◆ Task statement ◆
From the entries below, pull out each line where "think" appears.

[[ Data listing open ]]

PR #1738, opened 2021-01-26
Displaying Linear Model Coefficients

### LINKED ISSUE #1735: Understanding linear model coefficients
We'd like to be able to return a DataFrame detailing the coefficients of a linear model to identify features that have the greatest predictive power over the target variable.

ParthivNaresh:
Fixes #1735


evalml/model_understanding/graphs.py
```diff
@@ -890,3 +890,25 @@ def graph_prediction_vs_actual_over_time(pipeline, X, y, dates):
                         yaxis={'title': 'Target Values and Predictions'})
 
     return _go.Figure(data=data, layout=layout)
+
+
+def get_linear_coefficients(estimator, features=None):
```
jeremyliweishih, line 895: Does this show up in the API reference? If not we should add it in.

jeremyliweishih (approved):
LGTM. Only one comment about API reference

evalml/model_understanding/graphs.py
ParthivNaresh: Added it!

freddyaboulton (changes requested):
@ParthivNaresh This is great and the tests are solid! I think we should include the estimate for the intercept if the model was fit with one. I think you can just look at the `intercept_` attribute of the `_component_obj` of the estimator.

freddyaboulton (approved):
Looks great @ParthivNaresh !

evalml/model_understanding/graphs.py
```diff
@@ -890,3 +890,26 @@ def graph_prediction_vs_actual_over_time(pipeline, X, y, dates):
...
+    """Returns a dataframe showing the features with the greatest predictive power for a linear model.
+
+    Arguments:
+        estimator (Estimator): Fitted linear model family estimator.
+        features (list[str]): List of feature names associated with the underlying data.
+
+    Returns:
+        pd.DataFrame displaying the features by importance.
```
angela97lin, line 903: pd.DataFrame: DataFrame displaying the features by importance.

or something like that :)

evalml/tests/model_understanding_tests/test_graphs.py
```diff
@@ -1418,3 +1422,48 @@ def test_visualize_decision_trees(fitted_tree_estimators, tmpdir):
...
+
+def test_linear_coefficients_errors():
+    X = pd.DataFrame([[1, 2, 3, 5],
+                      [3, 5, 2, 1],
+                      [5, 2, 2, 2],
+                      [3, 2, 3, 3]])
+    y = pd.Series([2, 1, 3, 4])
+
+    dt = DecisionTreeRegressor()
+    dt.fit(X, y)
```
angela97lin, line 1435: Really nit-picky but to make it more obvious, can we mock the DT's fit method to show that we don't need it (and potentially save some time lolol)

evalml/tests/model_understanding_tests/test_graphs.py
```diff
@@ -1418,3 +1422,48 @@ def test_visualize_decision_trees(fitted_tree_estimators, tmpdir):
...
+    with pytest.raises(ValueError, match="Linear coefficients are only available for linear family models"):
+        get_linear_coefficients(dt)
+
+    lin = LinearRegressor()
+
+    with pytest.raises(ValueError, match="This linear estimator is not fitted yet."):
+        get_linear_coefficients(lin)
+
+
+def test_linear_coefficients_output():
```
angela97lin, line 1446: If I'm understanding correctly, this test uses two different linear models and checks that the method works. I think we could parametrize this test to use go through all of the linear model estimators and save duplication of code (no need to write the same asserts multiple times for different estimators)

angela97lin (approved):
Looking good! I added some comments for cleanup but impl LGTM :)

PR #1748, opened 2021-01-27
Non Numeric Bug with Partial Dependence

### LINKED ISSUE #1509: Partial dependence fails on non-numeric columns from featuretool's retail dataset
Just discussed with @gsheni and Colin, who were running into issues using the `partial_dependence` method on the featuretools retail dataset. It looked like it was being passed to scikit-learn, which was unable to do calculations on the object-type data.

Next steps: repro locally.

Resources:
https://github.com/scikit-learn/scikit-learn/issues/14969

Also useful: https://christophm.github.io/interpretable-ml-book/pdp.html

chukarsten:
fixes #1509

### DIFF
--- a/evalml/model_understanding/graphs.py
+++ b/evalml/model_understanding/graphs.py
@@ -471,7 +471,17 @@ def partial_dependence(pipeline, X, features, grid_resolution=100):
         ValueError: if the provided pipeline isn't fitted.
         ValueError: if the provided pipeline is a Baseline pipeline.
     """
+
+
+
     X = _convert_to_woodwork_structure(X)
+    try:
+        max_num_cats = max(X.select("categorical").describe().loc["nunique"])
+        if max_num_cats > grid_resolution:
+            grid_resolution = max_num_cats + 1
+    except ValueError as e:
+        if "max() arg is an empty sequence" in str(e):
+            pass
     X = _convert_woodwork_types_wrapper(X.to_dataframe())
     # if X[feature].dtype.name == "category":
     #     raise ValueError("Partial dependence is not supported for categorical features.")
--- a/evalml/model_understanding/graphs.py
+++ b/evalml/model_understanding/graphs.py
@@ -472,8 +472,6 @@ def partial_dependence(pipeline, X, features, grid_resolution=100):
         ValueError: if the provided pipeline is a Baseline pipeline.
     """
 
-
-
     X = _convert_to_woodwork_structure(X)
     try:
         max_num_cats = max(X.select("categorical").describe().loc["nunique"])
--- a/evalml/model_understanding/graphs.py
+++ b/evalml/model_understanding/graphs.py
@@ -477,7 +477,7 @@ def partial_dependence(pipeline, X, features, grid_resolution=100):
     X = _convert_to_woodwork_structure(X)
     # Dynamically set the grid resolution to the maximum number of categories
     # in the categorical variables if there are more categories than resolution cells
-    X_cats =  X.select("categorical")
+    X_cats = X.select("categorical")
     if X_cats.shape[1] != 0:
         max_num_cats = max(X_cats.describe().loc["nunique"])
         grid_resolution = max([max_num_cats + 1, grid_resolution])
--- a/evalml/model_understanding/graphs.py
+++ b/evalml/model_understanding/graphs.py
@@ -450,7 +450,7 @@ def partial_dependence(pipeline, X, features, grid_resolution=100):
             If features is a string, it must be a valid column name in X.
             If features is a tuple of int/strings, it must contain valid column integers/names in X.
         grid_resolution (int): Number of samples of feature(s) for partial dependence plot.  If this value
-            does not exceed the maximum number of categories present in categorical data within X, it will be
+            is less than the maximum number of categories present in categorical data within X, it will be
             set to the max number of categories + 1.
 
     Returns:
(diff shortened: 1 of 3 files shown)


evalml/model_understanding/graphs.py
```diff
@@ -449,7 +449,9 @@ def partial_dependence(pipeline, X, features, grid_resolution=100):
             If features is an int, it must be the index of the feature to use.
             If features is a string, it must be a valid column name in X.
             If features is a tuple of int/strings, it must contain valid column integers/names in X.
-        grid_resolution (int): Number of samples of feature(s) for partial dependence plot
+        grid_resolution (int): Number of samples of feature(s) for partial dependence plot.  If this value
+            does not exceed the maximum number of categories present in categorical data within X, it will be
```
ParthivNaresh, line 453: If this number does not exceed or if this number does exceed?

ParthivNaresh (approved):
Everything looks good, just wanted to clarify the docstring wording

evalml/model_understanding/graphs.py
ParthivNaresh: I think the wording could be clarified a bit. If grid_resolution is less than the maximum number of..etc`

evalml/model_understanding/graphs.py
```diff
@@ -471,7 +473,17 @@ def partial_dependence(pipeline, X, features, grid_resolution=100):
         ValueError: if the provided pipeline isn't fitted.
         ValueError: if the provided pipeline is a Baseline pipeline.
     """
+
     X = _convert_to_woodwork_structure(X)
+    # Dynamically set the grid resolution to the maximum number of categories
+    # in the categorical variables if there are more categories than resolution cells
+    try:
+        max_num_cats = max(X.select("categorical").describe().loc["nunique"])
+        if max_num_cats > grid_resolution:
```
angela97lin, line 482: Curious, what happens when max_num_cats == grid_resolution?

evalml/tests/model_understanding_tests/test_graphs.py
```diff
@@ -922,6 +925,30 @@ def test_partial_dependence_errors(logistic_regression_binary_pipeline_class):
         partial_dependence(pipeline, X, features=(0, 'b'))
 
 
+def test_partial_dependence_more_categories_than_grid_resolution(logistic_regression_binary_pipeline_class):
```
angela97lin, line 928: Just a suggestion but maybe we could somehow make it more clear that the number of categories is greater than the grid resolution, whether that's by setting grid_resolution specifically to a number and then asserting that there are `currency` has more than that number of categories, which is why we trigger this new code? Or alternatively we could have a tiny dataset like the previous test and set grid_resolution to something even tinier?

angela97lin (changes requested):
Looking good 😁 

I think we can clean up the impl and test a bit but thank you for fixing this!!

evalml/model_understanding/graphs.py
chukarsten: That's a good call, I should add in explicit test cases for this.  Let me fiddle with the test I have and add tests for max_num_cats < grid_resolution & max_num_cats == grid_resolution.

evalml/model_understanding/graphs.py
```diff
@@ -471,7 +473,17 @@ def partial_dependence(pipeline, X, features, grid_resolution=100):
         ValueError: if the provided pipeline isn't fitted.
         ValueError: if the provided pipeline is a Baseline pipeline.
     """
+
     X = _convert_to_woodwork_structure(X)
+    # Dynamically set the grid resolution to the maximum number of categories
+    # in the categorical variables if there are more categories than resolution cells
+    try:
+        max_num_cats = max(X.select("categorical").describe().loc["nunique"])
```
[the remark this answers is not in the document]
chukarsten: I struggled with not setting
`max_num_cats = np.inf`

evalml/model_understanding/graphs.py
```diff
@@ -471,7 +473,17 @@ def partial_dependence(pipeline, X, features, grid_resolution=100):
...
+        if max_num_cats > grid_resolution:
+            grid_resolution = max_num_cats + 1
+    except ValueError as e:
```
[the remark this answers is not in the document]
chukarsten: True.  I always struggle with the "pythonic" way of doing these things.  I see a lot of pythonistas using try except in these cases as how to handle this kind of control flow so I figured I'd try it.  But I can certainly accept this change if it's clearer.

evalml/model_understanding/graphs.py
chukarsten: So just to resolve this - what actually happens is the same issue as initially reported.  Only the case where grid resolution > max cats lets us get through and generate partial_dependence.

freddyaboulton (approved):
@chukarsten  Looks good to me! Thanks for the fix 😄

evalml/model_understanding/graphs.py
```diff
@@ -471,7 +473,14 @@ def partial_dependence(pipeline, X, features, grid_resolution=100):
         ValueError: if the provided pipeline isn't fitted.
         ValueError: if the provided pipeline is a Baseline pipeline.
     """
+
     X = _convert_to_woodwork_structure(X)
+    # Dynamically set the grid resolution to the maximum number of categories
+    # in the categorical variables if there are more categories than resolution cells
+    X_cats =  X.select("categorical")
+    if X_cats.shape[1] != 0:
```
angela97lin, line 481: 👏

angela97lin (approved):
Looks great! Thank you for updating the impl and tests 😁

[[ Data listing closed ]]

◆ Answer to the exercise ◆
@ParthivNaresh This is great and the tests are solid! I think we should include the estimate for the intercept if the model was fit with one. I think you can just look at the `intercept_` attribute of the `_component_obj` of the estimator.
angela97lin, line 1446: If I'm understanding correctly, this test uses two different linear models and checks that the method works. I think we could parametrize this test to use go through all of the linear model estimators and save duplication of code (no need to write the same asserts multiple times for different estimators)
ParthivNaresh: I think the wording could be clarified a bit. If grid_resolution is less than the maximum number of..etc`
I think we can clean up the impl and test a bit but thank you for fixing this!!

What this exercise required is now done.